Considering the A <  0 case, most time is spent at small radial distances of less than ∼20 AU and away from the HCS. This is understood in the sense that, close to the HCS, particles will now both diffuse and drift inward so that they reach Earth quickly and therefore these regions do not light up on the plot. However, when the particles have travelled inwards down to ∼20 AU, and then happen to leave the HCS, they encounter outward drift and only have diffusion to advance inward propagation; hence, most of the modulation time is spent at radial distances of less than ∼20 AU and below the HCS. Therefore, in this case, the energy losses are also much higher than in the zero-drift case.

3.2. The drift–diffusion relation

Drift effects can also be influenced by altering the amount of diffusion during the modulation process. When diffusion is increased (decreased), the intensity gradients of cosmic ray particles will decrease (increase) and this will – through the TPE given in Eq. (1) – decrease (increase) the extent of drift effects experienced by these particles.

This indirect scaling of drift effects can also be illustrated with the help of contour plots similar to those shown in Fig. 2. Figure 3 is similar to Fig. 2, but with both κ_|| and κ_⊥ increased by a factor of four so that κ_||,0 = 20. The first panel on the left-hand side shows the zero-drift result, while the middle and bottom panels show the A >  0 and A <  0 results, respectively, i.e. with κ_A, 0 = 1.00f_d(α). We highlight the difference when compared to Fig. 2: the vertical axis is zoomed in so as to only go up to 3.0 GeV. This enables a more effective comparison with Fig. 2, i.e. the case for κ_||,0 = 5.

Fig. 3. Similar to Fig. 2, but with κ||,0 = 20.

The upper left panel of Fig. 3 indicates that the exit positions are more spread out over latitude in the κ_||,0 = 20 case and also that a significant number of particles now enters the modulation space all the way down to the equatorial regions. However, there is still a preference for the intermediate to higher latitudinal regions due to κ_|| >  κ_⊥, as explained above. The highest latitude exit positions are still not found directly at the poles because of the Smith-Bieber modification.
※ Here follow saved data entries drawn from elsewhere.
PR #616, opened 2015-05-07
Added new BatchedPipeline class and tests

johnistan:
### What is the problem / feature ?

This is utility that I have found useful in my own work. Please take a look a see if it belongs in the library. 

It is a BatchedPipeline object that takes a batch_size argument and then executes all buffered commands after the user has added that many commands. I find it useful when executing large number of commands that I want to gain the speed of pipeline without swamping the server with one huge pipelined set of commands at the end. Or without have to keep track.

I found myself writing lots of code like this:

``` py
pipe = r.pipline()

for i, item enumerate(huge_iter):
    if i % 10000 == 0:
        pipe.execute()
    pipe.set(i, item)
pipe.execute()
```

With the BatchedPipeline you can use a context manager to achieve the same thing:

``` py
with r.batched_pipeline(10000) as pipe:
    for i, item enumerate(huge_iter):
        pipe.set(i, item)
```
### How did it get fixed / implemented ?

I subclassed `BasePipeline` overriding `__init__`, `pipeline_execute_command` and `__exit__`
### How can someone test / see it ?

I have duplicated all existing pipeline tests with the new class and added two new ones to test the context manager and normal use. I'm sure I could get away with not duplicating all the test by using some py.test parameterize fu. But wanted see if this was of interest.

I wanted to see if this is of interest before I add the docs and clean up the doc strings. So this is not ready to go as is.

Specifically what needs to be done is docs, de-dupe test and doc strings.

Here is a cute animal picture for your troubles...
pandas

### DIFF
--- a/redis/client.py
+++ b/redis/client.py
@@ -470,6 +470,23 @@ class StrictRedis(object):
             transaction,
             shard_hint)
 
+    def batched_pipeline(self, batch_size, transaction=True, shard_hint=None):
+        """
+        Return a new batched pipeline object that can queue multiple commands
+        for later execution. ``batch_size`` represent the maximum number of
+        commands to buffer before executing them against the server
+        ``transaction`` indicates whether all commands should be executed
+        atomically. Apart from making a group of operations atomic, pipelines
+        are useful for reducing the back-and-forth overhead between the client
+        and server.
+        """
+        return BatchedPipeline(
+            batch_size,
+            self.connection_pool,
+            self.response_callbacks,
+            transaction,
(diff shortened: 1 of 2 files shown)


jofusa:
Any thoughts on this?

joshowen:
@andymccurdy Any thoughts on this?

jofusa:
still willing to add necessary docs. and any changes needed.

szwed:
+1

saturnboy:
@andymccurdy i need this too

The middle-left panel shows the case for the A >  0 polarity cycle, and there is a significant preference for the higher latitudinal regions when compared to the zero-drift case. This is due to the A >  0 drift bringing in particles over the polar regions, as explained in the case of Fig. 2. However, the preference is less pronounced than in the case for κ_||,0 = 5, when considering that significant numbers of pseudo-particles now also leave the modulation space at the lower latitudes and especially below the extent of the HCS θ = 15°. This clearly indicates the weaker relative effect of drifts in the high diffusion case. Looking at the A <  0 case, where protons now drift inwards along the HCS, there is not much difference in the distribution with latitude between the κ_||,0 = 20 and κ_||,0 = 5 cases; this is most probably due to the small extent of the HCS.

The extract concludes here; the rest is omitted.